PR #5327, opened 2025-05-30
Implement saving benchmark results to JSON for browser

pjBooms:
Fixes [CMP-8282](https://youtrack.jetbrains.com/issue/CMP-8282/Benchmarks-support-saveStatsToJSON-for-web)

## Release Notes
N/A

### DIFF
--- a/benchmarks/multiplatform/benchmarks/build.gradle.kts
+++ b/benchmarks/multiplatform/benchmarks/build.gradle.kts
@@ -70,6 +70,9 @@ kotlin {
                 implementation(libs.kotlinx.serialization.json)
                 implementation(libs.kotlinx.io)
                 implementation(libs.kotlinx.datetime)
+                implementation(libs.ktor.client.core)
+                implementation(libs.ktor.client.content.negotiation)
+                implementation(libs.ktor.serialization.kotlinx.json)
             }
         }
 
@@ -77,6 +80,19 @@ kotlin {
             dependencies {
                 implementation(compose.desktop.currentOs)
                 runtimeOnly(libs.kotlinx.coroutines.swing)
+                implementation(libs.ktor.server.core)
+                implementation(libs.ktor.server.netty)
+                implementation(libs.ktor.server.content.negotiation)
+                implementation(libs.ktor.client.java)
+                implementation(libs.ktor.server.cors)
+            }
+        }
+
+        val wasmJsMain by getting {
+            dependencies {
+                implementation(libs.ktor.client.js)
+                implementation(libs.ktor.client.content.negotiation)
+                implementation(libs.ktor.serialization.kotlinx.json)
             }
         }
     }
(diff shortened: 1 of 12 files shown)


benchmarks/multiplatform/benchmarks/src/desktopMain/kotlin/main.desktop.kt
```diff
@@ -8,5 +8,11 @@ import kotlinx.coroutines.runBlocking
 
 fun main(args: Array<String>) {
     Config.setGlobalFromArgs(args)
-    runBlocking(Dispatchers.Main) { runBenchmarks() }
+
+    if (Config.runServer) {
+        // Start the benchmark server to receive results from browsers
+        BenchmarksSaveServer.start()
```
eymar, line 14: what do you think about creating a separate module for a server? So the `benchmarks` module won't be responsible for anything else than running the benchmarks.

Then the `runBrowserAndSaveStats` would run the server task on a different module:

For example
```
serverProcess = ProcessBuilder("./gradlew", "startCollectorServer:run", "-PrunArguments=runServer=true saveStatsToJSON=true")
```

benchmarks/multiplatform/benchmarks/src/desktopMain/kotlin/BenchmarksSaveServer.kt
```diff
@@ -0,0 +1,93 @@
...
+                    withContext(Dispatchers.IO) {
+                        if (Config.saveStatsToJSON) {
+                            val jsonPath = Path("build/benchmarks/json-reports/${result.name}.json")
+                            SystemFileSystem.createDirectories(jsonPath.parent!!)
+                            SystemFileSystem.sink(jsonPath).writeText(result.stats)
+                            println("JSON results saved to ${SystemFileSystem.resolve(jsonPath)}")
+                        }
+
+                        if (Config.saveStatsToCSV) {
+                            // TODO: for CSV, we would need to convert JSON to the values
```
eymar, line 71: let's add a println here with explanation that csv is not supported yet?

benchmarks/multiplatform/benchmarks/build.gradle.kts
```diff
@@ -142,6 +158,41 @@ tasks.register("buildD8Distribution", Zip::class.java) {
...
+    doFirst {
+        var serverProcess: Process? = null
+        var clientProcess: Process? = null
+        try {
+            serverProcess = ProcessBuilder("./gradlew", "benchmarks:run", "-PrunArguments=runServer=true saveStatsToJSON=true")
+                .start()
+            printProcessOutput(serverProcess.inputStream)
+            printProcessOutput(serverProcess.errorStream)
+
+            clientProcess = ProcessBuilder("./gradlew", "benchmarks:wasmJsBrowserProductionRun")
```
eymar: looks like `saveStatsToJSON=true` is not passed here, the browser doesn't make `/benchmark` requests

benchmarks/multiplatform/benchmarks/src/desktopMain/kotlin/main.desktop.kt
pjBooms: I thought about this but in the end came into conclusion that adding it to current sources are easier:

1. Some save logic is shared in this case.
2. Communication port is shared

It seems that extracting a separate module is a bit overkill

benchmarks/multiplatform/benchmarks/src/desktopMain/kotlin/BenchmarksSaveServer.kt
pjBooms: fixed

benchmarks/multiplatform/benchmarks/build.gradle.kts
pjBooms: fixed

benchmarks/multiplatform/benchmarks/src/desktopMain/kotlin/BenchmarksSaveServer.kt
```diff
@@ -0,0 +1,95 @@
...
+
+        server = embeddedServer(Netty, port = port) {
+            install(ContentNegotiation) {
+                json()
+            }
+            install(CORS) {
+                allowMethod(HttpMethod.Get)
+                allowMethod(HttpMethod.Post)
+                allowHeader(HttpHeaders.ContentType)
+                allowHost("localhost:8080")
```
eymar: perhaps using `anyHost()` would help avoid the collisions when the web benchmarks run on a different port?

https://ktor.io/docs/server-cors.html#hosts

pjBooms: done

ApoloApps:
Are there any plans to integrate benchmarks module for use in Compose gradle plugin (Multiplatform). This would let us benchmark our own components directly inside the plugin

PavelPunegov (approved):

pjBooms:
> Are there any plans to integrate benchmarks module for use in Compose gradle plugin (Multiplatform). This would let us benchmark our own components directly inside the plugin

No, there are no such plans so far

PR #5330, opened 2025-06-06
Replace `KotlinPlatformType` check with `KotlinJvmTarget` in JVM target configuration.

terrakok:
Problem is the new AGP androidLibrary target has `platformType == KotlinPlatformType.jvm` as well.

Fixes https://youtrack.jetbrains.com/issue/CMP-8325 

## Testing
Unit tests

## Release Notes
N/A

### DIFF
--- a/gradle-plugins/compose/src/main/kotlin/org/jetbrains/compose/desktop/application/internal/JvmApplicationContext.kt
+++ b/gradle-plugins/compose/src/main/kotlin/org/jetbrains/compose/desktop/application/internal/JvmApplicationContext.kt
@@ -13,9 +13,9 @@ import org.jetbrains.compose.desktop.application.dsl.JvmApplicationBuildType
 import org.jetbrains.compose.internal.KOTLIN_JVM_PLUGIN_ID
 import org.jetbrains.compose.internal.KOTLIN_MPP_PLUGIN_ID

● ● ●

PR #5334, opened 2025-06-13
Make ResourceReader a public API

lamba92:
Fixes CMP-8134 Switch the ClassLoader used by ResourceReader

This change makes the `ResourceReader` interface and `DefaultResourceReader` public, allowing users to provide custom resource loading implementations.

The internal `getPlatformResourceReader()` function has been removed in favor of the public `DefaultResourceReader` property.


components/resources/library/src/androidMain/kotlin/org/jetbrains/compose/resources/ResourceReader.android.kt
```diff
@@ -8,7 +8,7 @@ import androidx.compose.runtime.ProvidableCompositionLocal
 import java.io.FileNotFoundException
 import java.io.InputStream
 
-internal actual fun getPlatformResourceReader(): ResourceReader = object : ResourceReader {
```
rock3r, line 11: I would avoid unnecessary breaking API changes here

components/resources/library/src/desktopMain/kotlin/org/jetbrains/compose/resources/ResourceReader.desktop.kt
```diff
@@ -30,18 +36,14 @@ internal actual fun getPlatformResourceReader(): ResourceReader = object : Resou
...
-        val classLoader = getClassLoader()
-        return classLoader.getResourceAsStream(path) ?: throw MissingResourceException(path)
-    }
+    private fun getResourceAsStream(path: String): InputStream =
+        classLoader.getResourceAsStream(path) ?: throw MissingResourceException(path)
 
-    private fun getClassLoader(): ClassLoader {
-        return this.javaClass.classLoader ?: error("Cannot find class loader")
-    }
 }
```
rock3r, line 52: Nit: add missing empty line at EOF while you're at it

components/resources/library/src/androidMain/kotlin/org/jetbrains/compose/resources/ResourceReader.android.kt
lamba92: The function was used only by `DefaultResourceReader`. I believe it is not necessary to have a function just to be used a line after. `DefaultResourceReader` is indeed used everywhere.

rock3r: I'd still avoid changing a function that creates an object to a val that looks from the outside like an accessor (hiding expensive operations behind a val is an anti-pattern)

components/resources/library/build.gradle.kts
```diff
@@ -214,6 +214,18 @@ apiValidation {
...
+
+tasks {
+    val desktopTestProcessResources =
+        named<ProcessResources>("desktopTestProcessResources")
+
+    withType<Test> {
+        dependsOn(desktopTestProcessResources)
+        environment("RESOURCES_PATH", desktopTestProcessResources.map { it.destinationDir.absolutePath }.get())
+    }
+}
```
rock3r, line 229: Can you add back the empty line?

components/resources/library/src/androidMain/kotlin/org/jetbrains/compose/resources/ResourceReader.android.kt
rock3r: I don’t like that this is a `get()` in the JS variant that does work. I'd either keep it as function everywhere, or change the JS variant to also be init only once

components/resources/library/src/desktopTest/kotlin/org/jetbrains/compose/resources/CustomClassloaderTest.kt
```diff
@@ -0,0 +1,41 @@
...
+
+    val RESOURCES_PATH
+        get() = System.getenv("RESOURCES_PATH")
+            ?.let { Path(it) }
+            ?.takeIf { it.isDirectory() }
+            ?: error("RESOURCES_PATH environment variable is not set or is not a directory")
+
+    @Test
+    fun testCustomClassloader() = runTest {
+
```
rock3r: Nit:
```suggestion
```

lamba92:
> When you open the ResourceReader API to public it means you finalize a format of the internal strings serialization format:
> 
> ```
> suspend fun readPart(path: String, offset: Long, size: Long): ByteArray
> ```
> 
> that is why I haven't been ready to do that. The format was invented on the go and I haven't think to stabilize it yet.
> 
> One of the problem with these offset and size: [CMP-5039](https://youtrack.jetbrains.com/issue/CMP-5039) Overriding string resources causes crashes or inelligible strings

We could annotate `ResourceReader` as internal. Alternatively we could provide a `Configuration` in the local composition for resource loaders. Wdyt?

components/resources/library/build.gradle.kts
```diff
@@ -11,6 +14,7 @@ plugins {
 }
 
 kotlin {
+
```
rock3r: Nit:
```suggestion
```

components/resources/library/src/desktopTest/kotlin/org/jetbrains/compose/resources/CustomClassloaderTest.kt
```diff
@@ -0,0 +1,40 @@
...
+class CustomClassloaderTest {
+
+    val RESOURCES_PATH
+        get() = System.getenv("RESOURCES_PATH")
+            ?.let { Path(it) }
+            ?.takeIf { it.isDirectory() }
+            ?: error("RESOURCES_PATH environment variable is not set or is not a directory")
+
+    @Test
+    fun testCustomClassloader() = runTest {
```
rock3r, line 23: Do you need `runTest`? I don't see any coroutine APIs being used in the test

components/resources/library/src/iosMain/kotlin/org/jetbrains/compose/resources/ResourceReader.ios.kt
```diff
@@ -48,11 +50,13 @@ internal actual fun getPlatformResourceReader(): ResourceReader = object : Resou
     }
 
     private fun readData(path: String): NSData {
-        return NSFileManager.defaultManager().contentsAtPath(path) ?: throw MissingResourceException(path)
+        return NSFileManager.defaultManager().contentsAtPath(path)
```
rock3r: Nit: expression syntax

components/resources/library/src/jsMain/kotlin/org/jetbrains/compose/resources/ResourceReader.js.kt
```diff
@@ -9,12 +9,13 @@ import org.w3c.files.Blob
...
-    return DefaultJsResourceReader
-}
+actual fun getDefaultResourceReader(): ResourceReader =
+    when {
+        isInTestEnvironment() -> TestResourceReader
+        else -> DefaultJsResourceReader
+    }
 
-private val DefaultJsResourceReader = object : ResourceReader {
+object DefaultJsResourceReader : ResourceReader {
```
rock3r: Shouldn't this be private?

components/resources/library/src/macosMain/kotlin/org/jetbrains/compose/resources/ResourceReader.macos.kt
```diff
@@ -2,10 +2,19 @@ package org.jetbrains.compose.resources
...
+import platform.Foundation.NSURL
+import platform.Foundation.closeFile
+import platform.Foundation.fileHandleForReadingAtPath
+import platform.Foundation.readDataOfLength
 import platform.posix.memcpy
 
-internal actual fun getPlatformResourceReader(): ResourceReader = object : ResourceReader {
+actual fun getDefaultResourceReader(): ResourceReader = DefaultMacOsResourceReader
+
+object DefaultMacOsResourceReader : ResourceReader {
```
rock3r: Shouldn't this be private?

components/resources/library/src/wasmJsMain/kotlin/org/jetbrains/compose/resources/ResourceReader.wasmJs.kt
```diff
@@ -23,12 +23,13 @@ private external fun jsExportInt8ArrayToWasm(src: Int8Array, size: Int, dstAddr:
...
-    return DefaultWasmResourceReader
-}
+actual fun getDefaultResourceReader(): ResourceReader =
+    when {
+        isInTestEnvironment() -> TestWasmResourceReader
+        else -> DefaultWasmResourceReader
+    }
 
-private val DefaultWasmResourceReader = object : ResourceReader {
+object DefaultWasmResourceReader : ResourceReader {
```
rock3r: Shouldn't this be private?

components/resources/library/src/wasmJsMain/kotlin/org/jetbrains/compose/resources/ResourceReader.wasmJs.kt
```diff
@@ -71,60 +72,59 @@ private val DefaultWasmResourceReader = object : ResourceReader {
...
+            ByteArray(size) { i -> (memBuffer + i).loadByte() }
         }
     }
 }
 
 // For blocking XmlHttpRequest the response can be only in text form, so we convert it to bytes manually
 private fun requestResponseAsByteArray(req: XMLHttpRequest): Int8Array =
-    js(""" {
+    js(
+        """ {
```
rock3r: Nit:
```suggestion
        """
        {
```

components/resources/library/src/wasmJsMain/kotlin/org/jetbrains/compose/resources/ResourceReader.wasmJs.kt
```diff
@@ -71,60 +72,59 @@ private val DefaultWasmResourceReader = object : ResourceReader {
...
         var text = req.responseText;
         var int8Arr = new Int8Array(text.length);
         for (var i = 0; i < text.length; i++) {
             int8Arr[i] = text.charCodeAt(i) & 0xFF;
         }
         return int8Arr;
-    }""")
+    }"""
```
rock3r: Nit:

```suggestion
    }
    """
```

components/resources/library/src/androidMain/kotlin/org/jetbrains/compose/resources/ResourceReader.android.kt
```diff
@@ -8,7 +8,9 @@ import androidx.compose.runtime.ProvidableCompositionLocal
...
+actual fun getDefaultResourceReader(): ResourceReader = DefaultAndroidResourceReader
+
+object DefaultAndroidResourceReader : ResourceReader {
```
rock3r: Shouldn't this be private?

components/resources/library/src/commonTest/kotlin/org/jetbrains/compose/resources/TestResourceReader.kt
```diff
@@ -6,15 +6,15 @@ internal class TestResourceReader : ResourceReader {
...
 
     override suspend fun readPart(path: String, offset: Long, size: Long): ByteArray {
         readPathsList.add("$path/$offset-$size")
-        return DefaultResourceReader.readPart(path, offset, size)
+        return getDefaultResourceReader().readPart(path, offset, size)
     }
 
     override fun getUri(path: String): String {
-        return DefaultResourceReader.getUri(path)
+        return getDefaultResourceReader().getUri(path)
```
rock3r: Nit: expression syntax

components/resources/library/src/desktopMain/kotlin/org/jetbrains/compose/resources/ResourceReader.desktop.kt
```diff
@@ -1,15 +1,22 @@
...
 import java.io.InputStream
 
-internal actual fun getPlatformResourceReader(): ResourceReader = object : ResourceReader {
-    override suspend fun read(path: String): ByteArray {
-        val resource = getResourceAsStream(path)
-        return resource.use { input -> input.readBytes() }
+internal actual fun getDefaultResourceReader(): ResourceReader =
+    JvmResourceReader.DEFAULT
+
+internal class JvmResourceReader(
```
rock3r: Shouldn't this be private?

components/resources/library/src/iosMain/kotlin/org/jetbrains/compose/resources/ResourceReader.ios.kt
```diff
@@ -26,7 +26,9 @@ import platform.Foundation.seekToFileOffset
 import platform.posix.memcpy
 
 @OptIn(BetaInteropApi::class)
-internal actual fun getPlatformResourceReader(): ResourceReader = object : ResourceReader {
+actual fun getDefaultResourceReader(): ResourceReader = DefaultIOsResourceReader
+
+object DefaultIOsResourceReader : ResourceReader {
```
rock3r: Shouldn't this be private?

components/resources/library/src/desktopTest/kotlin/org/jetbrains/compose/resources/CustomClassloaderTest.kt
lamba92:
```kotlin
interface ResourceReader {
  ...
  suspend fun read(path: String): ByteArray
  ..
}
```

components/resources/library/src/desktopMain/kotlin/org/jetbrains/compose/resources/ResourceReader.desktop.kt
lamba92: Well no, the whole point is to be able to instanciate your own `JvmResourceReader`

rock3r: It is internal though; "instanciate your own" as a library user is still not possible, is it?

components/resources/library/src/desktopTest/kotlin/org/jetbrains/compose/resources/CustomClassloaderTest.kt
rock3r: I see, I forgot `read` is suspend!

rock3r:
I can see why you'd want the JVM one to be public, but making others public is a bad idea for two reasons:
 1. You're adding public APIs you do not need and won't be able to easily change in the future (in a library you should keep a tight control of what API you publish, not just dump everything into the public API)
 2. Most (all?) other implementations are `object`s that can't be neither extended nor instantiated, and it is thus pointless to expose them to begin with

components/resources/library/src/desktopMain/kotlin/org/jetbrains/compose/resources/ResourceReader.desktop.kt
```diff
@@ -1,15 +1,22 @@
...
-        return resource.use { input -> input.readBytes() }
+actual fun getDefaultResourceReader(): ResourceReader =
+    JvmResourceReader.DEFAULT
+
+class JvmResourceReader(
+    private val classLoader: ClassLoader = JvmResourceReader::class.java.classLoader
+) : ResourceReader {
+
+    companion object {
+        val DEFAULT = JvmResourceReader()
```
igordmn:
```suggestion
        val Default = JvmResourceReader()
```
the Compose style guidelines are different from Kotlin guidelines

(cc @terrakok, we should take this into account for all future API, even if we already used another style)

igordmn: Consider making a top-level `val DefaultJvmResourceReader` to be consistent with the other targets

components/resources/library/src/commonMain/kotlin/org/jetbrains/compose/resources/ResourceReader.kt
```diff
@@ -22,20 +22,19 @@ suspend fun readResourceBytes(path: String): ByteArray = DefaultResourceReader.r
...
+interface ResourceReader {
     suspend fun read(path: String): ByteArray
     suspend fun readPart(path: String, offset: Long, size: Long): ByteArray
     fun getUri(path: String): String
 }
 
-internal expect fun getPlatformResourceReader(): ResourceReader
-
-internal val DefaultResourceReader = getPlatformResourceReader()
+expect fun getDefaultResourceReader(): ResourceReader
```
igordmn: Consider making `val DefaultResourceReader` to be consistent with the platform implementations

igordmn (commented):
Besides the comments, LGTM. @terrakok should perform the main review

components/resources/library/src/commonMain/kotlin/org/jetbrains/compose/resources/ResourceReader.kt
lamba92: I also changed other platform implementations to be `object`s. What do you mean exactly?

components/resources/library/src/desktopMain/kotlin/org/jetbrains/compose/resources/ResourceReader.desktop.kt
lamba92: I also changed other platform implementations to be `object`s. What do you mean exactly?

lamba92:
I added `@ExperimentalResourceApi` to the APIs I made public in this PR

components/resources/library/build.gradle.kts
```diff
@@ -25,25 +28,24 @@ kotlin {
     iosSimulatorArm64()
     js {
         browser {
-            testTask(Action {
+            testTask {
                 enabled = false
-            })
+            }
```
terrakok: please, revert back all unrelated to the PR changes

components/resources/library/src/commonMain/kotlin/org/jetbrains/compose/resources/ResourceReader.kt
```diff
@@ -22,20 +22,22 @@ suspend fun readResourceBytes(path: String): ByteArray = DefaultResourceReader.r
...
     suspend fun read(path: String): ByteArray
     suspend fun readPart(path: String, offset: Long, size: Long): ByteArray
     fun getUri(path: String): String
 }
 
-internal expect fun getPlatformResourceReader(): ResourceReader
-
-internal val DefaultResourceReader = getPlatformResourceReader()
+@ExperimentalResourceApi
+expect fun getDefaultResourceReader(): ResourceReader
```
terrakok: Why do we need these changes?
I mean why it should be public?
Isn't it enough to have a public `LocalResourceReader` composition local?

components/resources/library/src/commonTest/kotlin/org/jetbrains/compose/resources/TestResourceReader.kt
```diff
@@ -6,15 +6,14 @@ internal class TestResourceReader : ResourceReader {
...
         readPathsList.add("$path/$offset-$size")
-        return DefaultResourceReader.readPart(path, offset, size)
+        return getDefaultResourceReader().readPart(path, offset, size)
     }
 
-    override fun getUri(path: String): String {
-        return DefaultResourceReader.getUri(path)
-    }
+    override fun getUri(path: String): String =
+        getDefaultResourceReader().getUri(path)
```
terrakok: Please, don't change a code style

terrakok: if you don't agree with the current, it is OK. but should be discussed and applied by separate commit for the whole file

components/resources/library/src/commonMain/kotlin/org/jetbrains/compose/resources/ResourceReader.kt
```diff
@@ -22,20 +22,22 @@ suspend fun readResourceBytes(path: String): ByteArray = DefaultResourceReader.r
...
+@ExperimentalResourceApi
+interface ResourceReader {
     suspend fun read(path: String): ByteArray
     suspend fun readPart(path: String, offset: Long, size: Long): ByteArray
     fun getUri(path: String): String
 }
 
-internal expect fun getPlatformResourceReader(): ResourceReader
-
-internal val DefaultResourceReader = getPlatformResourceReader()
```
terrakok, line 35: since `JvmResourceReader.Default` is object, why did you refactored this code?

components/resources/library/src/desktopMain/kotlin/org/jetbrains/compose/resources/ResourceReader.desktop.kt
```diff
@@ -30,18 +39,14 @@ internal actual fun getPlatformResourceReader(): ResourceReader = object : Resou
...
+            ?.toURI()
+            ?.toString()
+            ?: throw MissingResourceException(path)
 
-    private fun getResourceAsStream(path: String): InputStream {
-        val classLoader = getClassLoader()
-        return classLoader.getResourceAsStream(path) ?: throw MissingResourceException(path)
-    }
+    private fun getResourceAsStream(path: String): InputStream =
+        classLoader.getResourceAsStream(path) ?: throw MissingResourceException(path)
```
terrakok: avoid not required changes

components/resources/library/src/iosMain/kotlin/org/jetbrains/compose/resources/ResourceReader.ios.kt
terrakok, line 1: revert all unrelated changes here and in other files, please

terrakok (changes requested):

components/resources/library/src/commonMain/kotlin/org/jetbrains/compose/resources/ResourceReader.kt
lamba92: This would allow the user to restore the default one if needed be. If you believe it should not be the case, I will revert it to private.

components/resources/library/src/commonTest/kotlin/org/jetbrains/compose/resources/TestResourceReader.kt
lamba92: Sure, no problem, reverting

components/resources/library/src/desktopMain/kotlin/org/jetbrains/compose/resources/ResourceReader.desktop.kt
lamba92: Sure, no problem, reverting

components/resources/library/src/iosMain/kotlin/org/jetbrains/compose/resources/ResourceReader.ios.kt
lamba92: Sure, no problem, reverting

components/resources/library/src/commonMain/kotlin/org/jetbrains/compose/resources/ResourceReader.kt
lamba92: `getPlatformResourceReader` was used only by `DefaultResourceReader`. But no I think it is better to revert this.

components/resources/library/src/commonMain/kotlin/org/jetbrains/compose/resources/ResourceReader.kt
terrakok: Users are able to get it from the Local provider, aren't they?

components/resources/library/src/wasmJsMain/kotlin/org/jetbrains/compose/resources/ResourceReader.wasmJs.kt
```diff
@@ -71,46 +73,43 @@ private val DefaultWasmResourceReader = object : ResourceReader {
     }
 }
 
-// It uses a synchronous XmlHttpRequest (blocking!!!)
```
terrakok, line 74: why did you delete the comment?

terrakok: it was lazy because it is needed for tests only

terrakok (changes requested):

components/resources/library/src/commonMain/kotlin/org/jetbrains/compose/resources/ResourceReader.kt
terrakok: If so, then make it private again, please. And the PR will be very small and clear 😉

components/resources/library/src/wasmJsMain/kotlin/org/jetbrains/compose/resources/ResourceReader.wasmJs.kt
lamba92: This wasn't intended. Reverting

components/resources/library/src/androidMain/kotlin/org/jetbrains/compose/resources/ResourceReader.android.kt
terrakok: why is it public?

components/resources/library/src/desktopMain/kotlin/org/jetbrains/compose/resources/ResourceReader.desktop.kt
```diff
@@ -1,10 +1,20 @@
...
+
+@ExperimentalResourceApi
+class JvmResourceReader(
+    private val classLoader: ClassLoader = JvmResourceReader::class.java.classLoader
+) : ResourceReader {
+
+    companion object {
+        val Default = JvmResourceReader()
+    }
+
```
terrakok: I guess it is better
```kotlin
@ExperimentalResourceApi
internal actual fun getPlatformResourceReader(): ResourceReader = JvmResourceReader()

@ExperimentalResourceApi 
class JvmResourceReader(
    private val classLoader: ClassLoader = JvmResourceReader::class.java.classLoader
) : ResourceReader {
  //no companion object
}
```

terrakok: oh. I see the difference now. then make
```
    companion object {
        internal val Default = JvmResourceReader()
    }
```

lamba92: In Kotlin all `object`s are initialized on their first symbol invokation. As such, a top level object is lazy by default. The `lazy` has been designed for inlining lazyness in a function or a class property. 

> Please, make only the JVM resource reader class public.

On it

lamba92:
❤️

● ● ●

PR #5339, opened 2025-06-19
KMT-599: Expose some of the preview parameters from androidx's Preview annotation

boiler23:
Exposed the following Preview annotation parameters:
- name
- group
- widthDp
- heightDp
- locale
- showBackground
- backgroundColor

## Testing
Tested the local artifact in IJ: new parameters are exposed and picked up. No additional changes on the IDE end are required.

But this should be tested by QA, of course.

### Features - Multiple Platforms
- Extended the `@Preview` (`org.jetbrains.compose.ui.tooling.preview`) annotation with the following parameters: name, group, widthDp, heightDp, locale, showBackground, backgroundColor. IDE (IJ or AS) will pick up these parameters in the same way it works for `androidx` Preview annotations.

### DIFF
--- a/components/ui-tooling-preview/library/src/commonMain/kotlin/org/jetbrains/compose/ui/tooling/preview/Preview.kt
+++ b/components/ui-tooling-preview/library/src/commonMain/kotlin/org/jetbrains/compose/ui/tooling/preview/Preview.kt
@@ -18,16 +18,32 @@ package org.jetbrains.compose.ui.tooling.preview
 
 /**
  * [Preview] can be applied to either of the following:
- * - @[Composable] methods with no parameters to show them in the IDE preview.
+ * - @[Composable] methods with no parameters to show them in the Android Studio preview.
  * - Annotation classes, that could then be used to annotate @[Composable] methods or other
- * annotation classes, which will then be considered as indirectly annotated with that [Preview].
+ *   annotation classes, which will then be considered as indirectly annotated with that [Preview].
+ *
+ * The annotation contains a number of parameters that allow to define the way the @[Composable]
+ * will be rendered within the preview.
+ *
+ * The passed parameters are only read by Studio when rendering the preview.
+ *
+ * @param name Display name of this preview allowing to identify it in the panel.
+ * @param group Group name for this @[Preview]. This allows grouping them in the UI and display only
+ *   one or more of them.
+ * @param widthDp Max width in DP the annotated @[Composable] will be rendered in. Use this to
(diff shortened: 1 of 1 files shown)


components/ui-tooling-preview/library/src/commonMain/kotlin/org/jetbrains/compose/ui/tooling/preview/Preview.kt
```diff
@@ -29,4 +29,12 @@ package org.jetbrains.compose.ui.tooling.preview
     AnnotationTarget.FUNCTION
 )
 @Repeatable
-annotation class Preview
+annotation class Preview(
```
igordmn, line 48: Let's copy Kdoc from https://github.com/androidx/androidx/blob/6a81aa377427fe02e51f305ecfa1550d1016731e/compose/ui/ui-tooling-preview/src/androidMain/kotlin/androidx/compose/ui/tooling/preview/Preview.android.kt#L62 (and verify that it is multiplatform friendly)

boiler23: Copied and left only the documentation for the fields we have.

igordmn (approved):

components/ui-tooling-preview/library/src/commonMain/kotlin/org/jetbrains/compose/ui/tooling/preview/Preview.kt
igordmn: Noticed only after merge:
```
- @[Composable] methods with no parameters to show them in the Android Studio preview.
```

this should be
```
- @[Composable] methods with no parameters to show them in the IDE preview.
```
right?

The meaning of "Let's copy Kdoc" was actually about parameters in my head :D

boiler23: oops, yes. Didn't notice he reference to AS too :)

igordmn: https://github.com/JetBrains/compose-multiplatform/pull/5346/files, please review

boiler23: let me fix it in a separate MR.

● ● ●

■ Exercise requirements ■
Among the lines above, return those that hold the word "DefaultJsResourceReader".

■ Exercise response ■
-    return DefaultJsResourceReader
+        else -> DefaultJsResourceReader
-private val DefaultJsResourceReader = object : ResourceReader {
+object DefaultJsResourceReader : ResourceReader {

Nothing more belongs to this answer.